PR #1881, opened 2020-06-29
Improvements for DKG reconstruction phase

lukasz-zimnoch:
Until now, the reconstruction of the public key share of an inactive/disqualified member was performed only when such member was part of the QUAL set (i.e. their shares broadcasted in phase 3 were valid). Unfortunately, this approach had an uncovered edge case when a member becomes inactive/disqualified exactly in phase 9. In that case, an inactive/disqualified member belongs to the QUAL set, it is selected for reconstruction and its reconstructed public key share is added to the group public key. But, becoming inactive/disqualified in phase 9 means that the member also provided valid public key share during phase 7 which are also added to the group public key. As a result, the group public key becomes invalid and causes errors while signing. The proposed fix improves the `membersForReconstruction` method by checking also the received valid public key shares map.

### DIFF
--- a/pkg/beacon/relay/gjkr/integration_test.go
+++ b/pkg/beacon/relay/gjkr/integration_test.go
@@ -904,16 +904,12 @@ func TestExecute_DQ_member2_notRevealsDisqualifiedQualMemberKey_phase11(t *testi
 	seed := dkgtest.RandomSeed(t)
 
 	interceptor := func(msg net.TaggedMarshaler) net.TaggedMarshaler {
-		// Member 1 misbehaves by sending an accusation with wrong private key.
+		// Member 1 misbehaves by sending an invalid public key share points message.
 		// As result, they should be disqualified by other members.
-		accusationsMessage, ok := msg.(*gjkr.PointsAccusationsMessage)
-		if ok && accusationsMessage.SenderID() == group.MemberIndex(1) {
-			randomKeyPair, _ := ephemeral.GenerateKeyPair()
-			accusationsMessage.SetAccusedMemberKey(
-				group.MemberIndex(2),
-				randomKeyPair.PrivateKey,
-			)
-			return accusationsMessage
+		publicKeyShareMessage, ok := msg.(*gjkr.MemberPublicKeySharePointsMessage)
+		if ok && publicKeyShareMessage.SenderID() == group.MemberIndex(1) {
+			publicKeyShareMessage.RemovePublicKeyShare(2)
+			return publicKeyShareMessage
 		}
 
 		// Member 2 does not reveal private key generated for the sake
--- a/pkg/beacon/relay/gjkr/protocol.go
+++ b/pkg/beacon/relay/gjkr/protocol.go
@@ -536,7 +536,7 @@ func (cm *CommittingMember) areSharesValidAgainstCommitments(
 // - accused inactive or already disqualified member and as a result, we do not
 //   have enough information to resolve that accusation
 // - shares of the accused member are valid against commitments
-// - accused member ID does not exist 
+// - accused member ID does not exist
 //
 // Accused member is disqualified if:
 // - shares of the accused member can not be decrypted
@@ -985,7 +985,7 @@ func (pjm *PointsJustifyingMember) ResolvePublicKeySharePointsAccusationsMessage
 	for _, message := range messages {
 		accuserID := message.senderID
 		for accusedID, revealedAccuserPrivateKey := range message.accusedMembersKeys {
-			if pjm.ID == accusedID || int(accusedID) > pjm.group.GroupSize()  {
+			if pjm.ID == accusedID || int(accusedID) > pjm.group.GroupSize() {
 				// The member does not resolve the dispute as an accused
 				// or the accussed member ID is not valid.
 				// Mark the accuser as disqualified immediately,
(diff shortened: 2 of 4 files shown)


pkg/beacon/relay/gjkr/integration_test.go
```diff
@@ -904,16 +904,12 @@ func TestExecute_DQ_member2_notRevealsDisqualifiedQualMemberKey_phase11(t *testi
...
-			randomKeyPair, _ := ephemeral.GenerateKeyPair()
-			accusationsMessage.SetAccusedMemberKey(
-				group.MemberIndex(2),
-				randomKeyPair.PrivateKey,
-			)
-			return accusationsMessage
+		publicKeyShareMessage, ok := msg.(*gjkr.MemberPublicKeySharePointsMessage)
+		if ok && publicKeyShareMessage.SenderID() == group.MemberIndex(1) {
+			publicKeyShareMessage.RemovePublicKeyShare(2)
+			return publicKeyShareMessage
```
pdyraga, line 912: I don't think I follow... why did we have to modify this test?

pkg/beacon/relay/gjkr/protocol.go
```diff
@@ -1186,18 +1186,26 @@ func (rm *RevealingMember) RevealMisbehavedMembersKeys() (
 func (rm *RevealingMember) membersForReconstruction() []group.MemberIndex {
 	members := make([]group.MemberIndex, 0)
 
-	// From disqualified members list filter those who provided valid shares in
-	// Phase 3 and are sharing the group private key.
+	// The given member needs reconstruction if two conditions are met:
```
pdyraga, line 1189: "member *shares* needs reconstruction", perhaps?

pkg/beacon/relay/gjkr/protocol.go
```diff
@@ -1186,18 +1186,26 @@ func (rm *RevealingMember) RevealMisbehavedMembersKeys() (
...
+	// - member provided qualified shares in Phase 3
```
pdyraga, line 1190: Maybe "member provided valid shares in Phase 3 and is in QUAL set"?

pkg/beacon/relay/gjkr/protocol.go
```diff
@@ -1186,18 +1186,26 @@ func (rm *RevealingMember) RevealMisbehavedMembersKeys() (
...
+	// - member DID NOT provide valid public key share in phase 7
+	needsReconstruction := func(member group.MemberIndex) bool {
+		_, providedQualifiedShares := rm.receivedQualifiedSharesS[member]
+		_, providedValidPublicKeyShare := rm.receivedValidPeerPublicKeySharePoints[member]
+
+		return providedQualifiedShares && !providedValidPublicKeyShare
+	}
+
+	// From disqualified members list filter those who need reconstruction.
```
pdyraga, line 1199: Maybe "whose *shares* need to be reconstructed"?

pkg/beacon/relay/gjkr/protocol.go
```diff
@@ -1186,18 +1186,26 @@ func (rm *RevealingMember) RevealMisbehavedMembersKeys() (
...
 	for _, disqualifiedMemberID := range rm.group.DisqualifiedMemberIDs() {
-		if _, ok := rm.receivedQualifiedSharesS[disqualifiedMemberID]; ok {
+		if needsReconstruction(disqualifiedMemberID) {
 			members = append(members, disqualifiedMemberID)
 		}
 	}
 
-	// From inactive members list filter those who provided valid shares in
-	// Phase 3 and are sharing the group private key.
+	// From inactive members list filter those who need reconstruction.
```
pdyraga, line 1206: "whose *shares*" perhaps?

pkg/beacon/relay/gjkr/integration_test.go
lukasz-zimnoch: Here we are testing the following scenario:
1. Member 1 misbehaves, doesn't matter how
2. Member 2 doesn't reveal member 1 as misbehaving before the reconstruction phase. As a result, member 2 should be disqualified.

Until now, member 1 misbehaved by sending an invalid `PointsAccusationsMessage` thus became DQ in phase 9. Member 2 should reveal them as DQ before the reconstruction phase. But, because we changed the logic of `memberForReconstruction` and members marked IA/DQ in phase 9 are no longer selected for reconstruction if they provided valid public key shares in phase 8, this test started to fail because member 2 stopped to reveal member 1 as expected. Because of that, I changed the moment when member 1 becomes DQ in the way it remains selected for reconstruction.

pdyraga: But shouldn't we mark member 1 as disqualified if they send accusation with wrong private key?

pdyraga: OK, we do mark member 1 as disqualified. We had to change this logic so that we mark member 2 as disqualified and it makes perfect sense.

What we are testing here is whether member 2 should be disqualified. And given the current logic, member 2 is not required to reveal ephemeral public key of member 1, if that member sent and invalid `PointsAccusationMessage` in phase 9.

The change Lukasz made aims at disqualifying member 1 earlier, so that member 2 is required to reveal ephemeral key and it's not doing that - this is the behaviour we are stressing here.

pdyraga:
The code looks good, double-checked with DKG and two relay requests, no problems found.

PR #1882, opened 2020-06-29
Ropsten KEEP Faucet: Un retry

sthompson22:
### Intro

During heavy use usually right after a fresh release the faucet gets slammed by grant requests (this is a good thing).  Since we issue grants from a single account this can result in nonce issues when we allow for more than one faucet instance to run at a time.  

### What We Did

- Set the nonce accounting for `pending` transactions.  The  internet has mixed feelings on how useful this is since we're  beholden to the mempool of the ETH node we're connected to.  This can be especially problematic in solutions where you're connected to load balanced ETH nodes.

- Retry one time with an incremented nonce if the initial transaction errors with `Error: nonce too low`.   Hoping this will help tamp down the number of times someone has to hit the faucet again, keeping the overall number of faucet requests down.

### Notes

Ran the `issue-grant.js` script through `eslint`, per the existing config in `/keep-core`.


sthompson22:
Drafting to get some eyes.

infrastructure/gcp/keep-test/google-functions/keep-faucet/issue-grant.js
```diff
@@ -126,12 +155,43 @@ exports.issueGrant = async (request, response) => {
...
             `)
           })
-          .on('error', (error) => {
-            console.error(
-              `Error with account grant transaction: [${error}]; URL was [${request.url}].`
-            )
-            if (!response.headersSent) {
-              response.status(500).send(`
+          .on("error", (error) => {
+            if (error == "Error: nonce too low") {
```
Shadowfiend, line 159: This works, right? Sometimes it's `error.message` or `error.getMessage`.

sthompson22: With the testing I did locally, it worked 😬 ..not sure that's the answer you're looking for though.

sthompson22:
@pdyraga or @nkuba If one of y'all has a breather this week would you mind sanity checking this?

infrastructure/gcp/keep-test/google-functions/keep-faucet/issue-grant.js
```diff
@@ -47,77 +47,106 @@ const keepToken = new web3.eth.Contract(keepTokenAbi, keepTokenAddress)
...
           .approveAndCall(tokenGrantAddress, grantAmount, grantData)
-          .send({ from: keepContractOwnerAddress })
-          .on('transactionHash', (hash) => {
+          .send({ from: keepContractOwnerAddress, nonce: nonce })
+          .on("transactionHash", (hash) => {
             console.log(
               `Submitted grant for [${grantAmount}] to [${granteeAccount}] ` +
-              `with hash [${hash}].`,
+                `with hash [${hash}].`,
+              `with nonce [${nonce}]`
```
Shadowfiend, line 149: Not blocking, but this should probably be on the same line as the above.

infrastructure/gcp/keep-test/google-functions/keep-faucet/issue-grant.js
```diff
@@ -126,12 +155,43 @@ exports.issueGrant = async (request, response) => {
...
           })
-          .on('error', (error) => {
-            console.error(
-              `Error with account grant transaction: [${error}]; URL was [${request.url}].`
-            )
-            if (!response.headersSent) {
-              response.status(500).send(`
+          .on("error", (error) => {
+            if (error == "Error: nonce too low") {
+              const noncePlusOne = nonce + 1
```
Shadowfiend, line 160: Non blocking, but I would call this `nextNonce` or similar.

infrastructure/gcp/keep-test/google-functions/keep-faucet/issue-grant.js
```diff
@@ -126,12 +155,43 @@ exports.issueGrant = async (request, response) => {
...
+              console.error(
+                `Error with account grant transaction, Nonce too low: At [${nonce}], retry at [${noncePlusOne}]; URL was [${request.url}].`
+              )
+              console.log("Resubmitting transaction with higher nonce...")
```
Shadowfiend, line 164: A cleaner implementation here might be to give `issueGrant` an additional parameter, `abortOnFailure`. If it's set to `true`, `on("error"`, send the 500. If not, `on("error"` you can call `exports.issueGrant(request, response, true)`. That lets you save the repetition of this code, and can be adapted later to >1 retry if needed.

PR #1888, opened 2020-07-03
Stake locks extracted out of TokenStaking into a library

pdyraga:
This change allows us to save some bytecode space in TokenStaking for top-ups implementation. The contract size went down from `24926` to `22409` (-`2517` bytes).

I have also introduced initTokenStaking function in `initContracts.js` to keep the details about `TokenStaking` library linking and deployment there and not pollute every unit test with the same logic.

Last but not least, `LockUtils` library has been moved to sit next to `Locks` library.


pdyraga:
```
const TokenStaking = artifacts.require("TokenStaking.sol");

module.exports = async function() {
    let instance = await TokenStaking.deployed();

    let bytecode = instance.constructor._json.bytecode;
    let deployedBytecode = instance.constructor._json.deployedBytecode;
    
    let bytecodeSize = bytecode.length / 2; // size in bytes
    let deployedBytecodeSize = deployedBytecode.length / 2; // size in bytes

    console.log(
      "TokenStaking size of bytecode in bytes = ", 
      bytecodeSize
    );
    console.log(
      "TokenStaking size of deployed bytecode in bytes = ", 
      deployedBytecodeSize
    );
    console.log(
      "TokenStaking initialization and constructor code in bytes = ", 
      bytecodeSize - deployedBytecodeSize
    );
}
```

Before:
```
TokenStaking size of bytecode in bytes =  24926
TokenStaking size of deployed bytecode in bytes =  24434
TokenStaking initialization and constructor code in bytes =  492
```

After:
```
TokenStaking size of bytecode in bytes =  22409
TokenStaking size of deployed bytecode in bytes =  21919
TokenStaking initialization and constructor code in bytes =  490
```

solidity/contracts/libraries/staking/Locks.sol
```diff
@@ -0,0 +1,109 @@
...
+    uint256 public constant maximumLockDuration = 86400 * 200; // 200 days in seconds
+
+    struct Storage {
+        // Locks placed on the operator.
+        // `operatorLocks[operator]` returns all locks placed on the operator.
+        // Each authorized operator contract can place one lock on an operator.
+        mapping(address => LockUtils.LockSet) operatorLocks;
+    }
+
+    function lockStake(
```
nkuba, line 24: Don't we want to add docs for functions?

solidity/test/token_stake/TestTokenStakeLock.js
```diff
@@ -153,13 +137,12 @@ describe('TokenStaking/Lock', () => {
 
     it("should not permit locks that exceed the maximum lock duration", async () => {
       await time.increaseTo(initializationPeriod.add(createdAt).addn(1))
-      let maximumDuration = await stakingContract.maximumLockDuration();
-      let longPeriod = maximumDuration.addn(1);
+      const maximumDuration = time.duration.days(200);
```
nkuba, line 140: Why no longer read the value from the contract?

pdyraga: This value is no longer public on the operator contract. It exists in the library and only the library uses it. To make it public, I need to expose a public function on the operator contract that will cost some bytecode. Given that it's just one unit test, I don't think it's crazy to duplicate it. At least, we are also testing it's not some crazy 1-minute value. Every byte matters given the code we want to add to `TokenStaking`.

solidity/contracts/libraries/staking/Locks.sol
pdyraga: I am not sure... I had two approaches to this and docs will mostly duplicate what's already in `TokenStaking`. Given that it's a library used only by `TokenStaking`, I think we should be fine with having the documentation just there. WDYT?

________________

Task goal: Where does "receivedQualifiedSharesS" occur in the data? Copy each line that has it.

Finished task:
+		_, providedQualifiedShares := rm.receivedQualifiedSharesS[member]
-		if _, ok := rm.receivedQualifiedSharesS[disqualifiedMemberID]; ok {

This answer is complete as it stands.